I use the silicone parchment because I find the steam escapes alot easier than with the teflon sheet and cures evenly, where I have found with the teflon, it does not cure as well in the middle of the image. Maybe because with the teflon the steam in the middle is last to leave.

Hope this helps


----------



## equipmentzone (Mar 26, 2008)

Arithian said:


> Alright, I am relatively new to the DTG industry but have been printing for over a month now. I really must say that I am not liking this silicone paper.
> 
> We got it from Equipment Zone, there is no problem with them or the paper per say except for the fact that if you use it a couple of times you have to discard it. However, you never really know how many uses you can get out of it. If you use it and you dont see a wrinkle in it, you can ruin your image. Also if you use it one too many times it messes up the ink.
> 
> ...



Joe,

You should not use teflon sheets with shirts printed with white ink since it leaves a glossy look not only on the ink but also on the pretreatment "box" that you applied to the shirt.
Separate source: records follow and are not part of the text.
PR #1983, opened 2019-07-27
a simple and friendly solution for actually fixing slug conflicts in …

boutell:
…cases where you would like to move the other document out of the way

It took longer than I expected, but I was able to get this all the way nice, in that the user is given a clear explanation (it would be nice if in some future iteration this was not a confirm call), taken to the piece or page settings of the conflicting document, warped to the correct tab, and after saving, finds themselves where they need to be to hit "save" again

The "taken" error is, optimistically, removed once they click the wrench; if they haven't resolved it though it will safely come back when they try to "save" again.

I think this is, barring bugs, as nice as could be hoped for without going a little too crazy for a 2.x fix.


boutell:
slug-conflict-fix-button

stuartromanek:
Styled this up and put the field focus on a small timer, it was getting beat out by the default schema focus.

image

PR #1989, opened 2019-08-07
a simple bundle pushes assets to uploadfs too, but we were only check…

boutell:
…ing for the old command line flag for that, and thus missed the need to prefix asset URLs


boutell:
This matches a check elsewhere in the assets module where the actual copy to uploadfs takes place. Here it has to do with prepping assets with the right URLs.

PR #1993, opened 2019-08-13
apos.utils.post should report HTTP errors properly (XMLHTTPRequest do…

boutell:
…es not invoke an error handler for that on its own)


lib/modules/apostrophe-browser-utils/public/js/lean.js
```diff
@@ -110,7 +120,19 @@
...
+        // xmlhttprequest does not consider a 404, 500, etc. to be
+        // an "error" in the sense that would trigger the error
+        // event handler function (below). It looks like only network
+        // failures and/or browser problems can do that. So we need
+        // to recognize error status codes ourselves and correctly
+        // report an error.
+        if (xmlhttp.status < 400) {
+          return null;
+        }
+        return xmlhttp;
```
boutell: A simple way to get an object with a status property (the xmlhttprequest object is already such an object).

However, we may have a replacement to using the silicone paper! I am sending you out a new product we have been testing which you should receive tomorrow. I have had some customers trying it out for us and they are very happy with it. It is a permanent sheet that can be used continuously, does not wrinkle, and just needs to occasionally be wiped clean. Give it a try and let me know what you think.

Harry


----------



## Arithian (Dec 27, 2007)

Harry,

It never ceases to amaze me the lenghts Equipment Zone goes to for its customers. Thank you very much, once again we owe you big time. I will let you know how it works out!


Joe


----------



## VampieOodles (Oct 5, 2009)

Harry, Where do you have this silicone replacement sheet on your site? I looked for it, but didn't see it. Thanks!


----------



## sirslickenstein (Jun 19, 2007)

The silicone paper that I got with my T JET 2 is leaving flakes in the ink...maybe pulling away after about 3 or 4 prints. Is this normal? I am using a 16 x 24 clam shell press at 166 c for 210 secs on the black tee's with a white underbase. Its seems to be only on the black ink that it flakes.


----------



## Dtgman (Feb 11, 2010)

1) Does teflon also work for pretreatment in place of the non silicone sheets? - NO it does not dry the treatment fully

2) Does it really leave a glossy look to prints? And if so, how much of a glossy look to prints? it leaves a decent gloss, looks nice thou if you want to dry an image without gloss just use a heat dryer or a swing press and dont press it


----------